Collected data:
──────────────────────────────
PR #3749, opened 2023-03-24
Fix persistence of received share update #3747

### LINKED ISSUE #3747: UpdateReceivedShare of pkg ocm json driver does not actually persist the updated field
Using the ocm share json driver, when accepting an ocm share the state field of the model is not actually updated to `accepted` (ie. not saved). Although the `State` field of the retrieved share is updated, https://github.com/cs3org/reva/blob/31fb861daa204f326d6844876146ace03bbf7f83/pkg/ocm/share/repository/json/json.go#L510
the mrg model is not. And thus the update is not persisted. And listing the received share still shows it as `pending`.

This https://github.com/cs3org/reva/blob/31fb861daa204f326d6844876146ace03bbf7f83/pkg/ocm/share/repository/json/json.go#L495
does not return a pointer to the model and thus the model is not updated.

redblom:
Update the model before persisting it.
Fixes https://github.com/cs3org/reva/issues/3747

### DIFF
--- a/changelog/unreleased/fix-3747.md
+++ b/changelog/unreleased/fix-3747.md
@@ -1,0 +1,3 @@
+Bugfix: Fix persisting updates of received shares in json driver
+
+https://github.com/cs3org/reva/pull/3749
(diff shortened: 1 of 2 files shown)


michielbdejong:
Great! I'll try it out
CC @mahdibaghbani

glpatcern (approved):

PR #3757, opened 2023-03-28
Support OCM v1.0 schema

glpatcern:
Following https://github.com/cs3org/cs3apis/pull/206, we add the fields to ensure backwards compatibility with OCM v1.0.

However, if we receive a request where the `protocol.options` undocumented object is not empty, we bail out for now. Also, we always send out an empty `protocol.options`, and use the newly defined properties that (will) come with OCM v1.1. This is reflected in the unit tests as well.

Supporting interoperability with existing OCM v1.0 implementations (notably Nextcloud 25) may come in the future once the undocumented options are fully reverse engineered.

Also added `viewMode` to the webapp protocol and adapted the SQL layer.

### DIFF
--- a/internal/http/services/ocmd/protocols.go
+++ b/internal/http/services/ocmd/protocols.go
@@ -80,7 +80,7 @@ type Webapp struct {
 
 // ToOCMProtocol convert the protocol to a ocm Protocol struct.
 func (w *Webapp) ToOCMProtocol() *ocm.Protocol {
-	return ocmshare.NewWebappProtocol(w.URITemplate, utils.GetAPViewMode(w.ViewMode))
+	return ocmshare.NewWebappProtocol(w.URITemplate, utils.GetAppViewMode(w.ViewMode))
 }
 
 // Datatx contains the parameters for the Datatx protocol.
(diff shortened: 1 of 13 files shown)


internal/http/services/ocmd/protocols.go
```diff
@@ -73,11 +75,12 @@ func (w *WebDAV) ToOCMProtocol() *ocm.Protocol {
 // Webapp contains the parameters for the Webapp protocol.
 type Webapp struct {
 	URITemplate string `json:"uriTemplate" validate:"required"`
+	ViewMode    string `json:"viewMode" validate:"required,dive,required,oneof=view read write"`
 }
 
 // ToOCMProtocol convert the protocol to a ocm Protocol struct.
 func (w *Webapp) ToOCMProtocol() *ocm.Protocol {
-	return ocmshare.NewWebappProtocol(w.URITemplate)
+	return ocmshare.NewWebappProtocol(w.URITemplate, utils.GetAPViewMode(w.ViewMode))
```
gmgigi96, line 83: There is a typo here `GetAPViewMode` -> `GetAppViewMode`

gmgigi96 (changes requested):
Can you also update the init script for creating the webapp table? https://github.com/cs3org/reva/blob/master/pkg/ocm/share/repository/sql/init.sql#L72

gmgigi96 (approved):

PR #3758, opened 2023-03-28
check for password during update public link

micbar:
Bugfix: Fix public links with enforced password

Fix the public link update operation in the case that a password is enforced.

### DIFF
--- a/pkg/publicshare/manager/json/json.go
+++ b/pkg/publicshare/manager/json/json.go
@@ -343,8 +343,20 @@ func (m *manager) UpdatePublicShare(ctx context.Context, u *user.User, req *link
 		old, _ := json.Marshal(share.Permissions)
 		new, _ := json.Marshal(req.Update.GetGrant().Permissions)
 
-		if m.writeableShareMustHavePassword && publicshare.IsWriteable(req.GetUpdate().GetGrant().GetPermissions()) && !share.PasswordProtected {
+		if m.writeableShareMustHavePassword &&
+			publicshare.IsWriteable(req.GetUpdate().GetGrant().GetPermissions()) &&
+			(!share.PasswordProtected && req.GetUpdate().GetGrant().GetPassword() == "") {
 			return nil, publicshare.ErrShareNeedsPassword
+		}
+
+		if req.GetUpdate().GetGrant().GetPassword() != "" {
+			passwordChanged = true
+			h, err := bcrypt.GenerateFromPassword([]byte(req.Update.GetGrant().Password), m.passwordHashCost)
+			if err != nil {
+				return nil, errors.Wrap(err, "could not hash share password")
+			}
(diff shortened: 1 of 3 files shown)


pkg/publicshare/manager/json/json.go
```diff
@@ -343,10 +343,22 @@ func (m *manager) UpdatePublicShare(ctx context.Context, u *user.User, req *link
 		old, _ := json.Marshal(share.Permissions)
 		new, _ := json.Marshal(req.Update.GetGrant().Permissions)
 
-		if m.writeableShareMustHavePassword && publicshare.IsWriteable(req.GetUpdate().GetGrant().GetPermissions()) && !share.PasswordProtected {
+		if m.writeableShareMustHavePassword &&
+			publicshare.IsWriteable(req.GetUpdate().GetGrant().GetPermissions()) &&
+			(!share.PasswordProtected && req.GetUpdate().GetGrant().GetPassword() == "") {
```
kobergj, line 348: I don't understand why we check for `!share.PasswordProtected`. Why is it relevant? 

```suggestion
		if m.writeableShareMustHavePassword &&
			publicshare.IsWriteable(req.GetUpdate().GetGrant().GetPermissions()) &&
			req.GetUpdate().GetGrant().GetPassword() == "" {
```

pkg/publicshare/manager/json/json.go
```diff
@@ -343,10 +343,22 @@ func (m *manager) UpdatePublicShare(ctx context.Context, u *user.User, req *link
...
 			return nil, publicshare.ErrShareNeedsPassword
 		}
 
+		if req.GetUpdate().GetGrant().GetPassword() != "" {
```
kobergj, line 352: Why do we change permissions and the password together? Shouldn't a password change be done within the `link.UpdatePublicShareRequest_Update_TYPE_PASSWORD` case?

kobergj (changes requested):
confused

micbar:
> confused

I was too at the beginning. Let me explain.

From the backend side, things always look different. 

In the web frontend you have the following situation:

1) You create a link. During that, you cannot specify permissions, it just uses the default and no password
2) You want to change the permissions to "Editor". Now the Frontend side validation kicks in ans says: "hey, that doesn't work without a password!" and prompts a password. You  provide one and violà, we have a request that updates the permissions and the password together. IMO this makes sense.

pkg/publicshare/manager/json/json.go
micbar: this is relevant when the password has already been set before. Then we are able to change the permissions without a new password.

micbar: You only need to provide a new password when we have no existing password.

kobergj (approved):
──────────────────────────────
_Try it_: Show the lines above that have the word "updates".

_Output below_:
+Bugfix: Fix persisting updates of received shares in json driver
2) You want to change the permissions to "Editor". Now the Frontend side validation kicks in ans says: "hey, that doesn't work without a password!" and prompts a password. You  provide one and violà, we have a request that updates the permissions and the password together. IMO this makes sense.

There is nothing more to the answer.